Theo reçut un soufflet, verbal certes, néanmoins magistral. Alice avait dans son langage des armes plus tranchantes que n’importe quelle lame et elle venait, avec un coup fourbe et bien placé, de réduire au silence la voix un peu vaniteuse de sa conscience morale.

« Bon Dieu ! Je n’y crois pas ! explosa Theo en se redressant nerveusement. Cela ne t’arrive jamais d’être un peu aimable de temps en temps ? Tu sais, Sweetie, si je suis dans cette chambre, à farfouiller pour te trouver un pyjama, c’est que j’essaie vraiment de m’entendre avec toi ! Je pensais même te laisser dormir ici plutôt que dans le salon, mais toi… Oh, toi ! Pourquoi ne peux-tu pas fermer ta grande bouche des fois ? Et juste rester une adorable petite sœur ?

— Tu me laisserais utiliser la chambre ? demanda avec un entrain manifeste, Alice dont l’intérêt avait été piqué au vif.

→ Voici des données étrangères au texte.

PR #4803, opened 2024-04-26
chore(gui-client/linux): fix notifications

ReactorScram:
The clickable "Firezone 1.x is ready to download" notification still isn't there. Tauri doesn't seem to have cross-platform clickable notifications.

### DIFF
--- a/rust/Cargo.lock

— Oui, éventuellement, si tu te montres plus gentille…

— Donc, tu es d’accord pour que je reste chez toi ?

— Pour quelque temps. Je me laisse jusqu’à la fin de l’été avant de te renvoyer.

— Vraiment ?

— Oui, mais si tu es aussi désagréable, la cohabitation risque d’être impossible. Pour la gifle, je suis vraiment désolé…

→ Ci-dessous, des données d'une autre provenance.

PR #4820, opened 2024-04-29
chore(linux GUI): enable update notifications

### LINKED ISSUE #4815: bug(Linux GUI Client): Update notifications aren't shown because we don't have a way to show clickable notifications on Linux
We could use `notify-rust` as a reference for the D-Bus commands: https://github.com/hoodie/notify-rust

They only offer a blocking API for waiting on clicks, which means we'd have to tie up an OS thread, it doesn't seem very elegant.

Besides, it would be nice to get network change / DNS change notifications from D-Bus anyway, so we'd probably end up with at least one connection no matter what.

ReactorScram:
Closes #4815 

image

You can copy-paste the URL, which is better than nothing. We could also put an update nag in the tray menu if we really wanted, it would be easy to catch the click from that.

### DIFF
--- a/rust/gui-client/src-tauri/src/client/gui.rs
+++ b/rust/gui-client/src-tauri/src/client/gui.rs
@@ -474,6 +474,8 @@ fn handle_system_tray_event(app: &tauri::AppHandle, event: TrayMenuEvent) -> Res
     Ok(())
 }
 
+// Allow dead code because `UpdateNotificationClicked` doesn't work on Linux yet
+#[allow(dead_code)]
 pub(crate) enum ControllerRequest {
     /// The GUI wants us to use these settings in-memory, they've already been saved to disk
     ApplySettings(AdvancedSettings),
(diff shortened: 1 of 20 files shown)


rust/gui-client/src-tauri/src/client/gui.rs
```diff
@@ -615,7 +617,7 @@ impl Controller {
                 if let Some(req) = self.auth.start_sign_in()? {
                     let url = req.to_url(&self.advanced_settings.auth_base_url);
                     self.refresh_system_tray_menu()?;
-                    os::open_url(&self.app, &url)?;
+                    tauri::api::shell::open(&self.app.shell_scope(), url.expose_secret(), None)?;
```
ReactorScram, line 620: This isn't related, but it was in the same files and I noticed I could de-duplicate it.

jamilbk (approved):
LGTM

PR #4822, opened 2024-04-29
chore(gui-client/linux): show an error if the user doesn't belong to the `firezone` group

ReactorScram:
Ran into this during testing. For some reason Ubuntu 20.04, maybe others, requires a reboot to add the desktop user to a group. I thought logging out and back in should be enough but it's not.

image


scripts/tests/smoke-test-gui-linux.sh
```diff
@@ -22,6 +22,17 @@ cargo install --quiet --locked dump_syms minidump-stackwalk
...
 
+sudo groupadd --force firezone
+sudo adduser "$USER" firezone
+
+function run_fz_gui() {
+    pwd
+    # Does what it says
+    sudo --preserve-env \
+    su --login "$USER" --command \
+    "xvfb-run --auto-servernum $PWD/../target/debug/$PACKAGE $*"
```
ReactorScram, line 33: I don't quite understand why `su` needs the quotes here when it doesn't need them in other places. I guess its parsing must be naive and the double hyphens confuse it. It doesn't have the equivalent of Cargo's `--` to delineate arguments intended for the subcommand.

conectado (approved):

— En toute honnêteté, je ne t’en veux pas. J’étais en colère sur le coup, mais entre nous, ce n’est pas la pire chose que tu aies faite. J’aurai bien d’autres motifs, et des plus probants, de te tenir rigueur, si je le voulais vraiment.

— Pourquoi ai-je l’impression d’être une mauvaise personne quand je t’écoute…, soupira Theo en se laissant à nouveau retomber contre l’édredon, le regard rivé au plafond.

— Qui sait ? » éclata de rire Alice.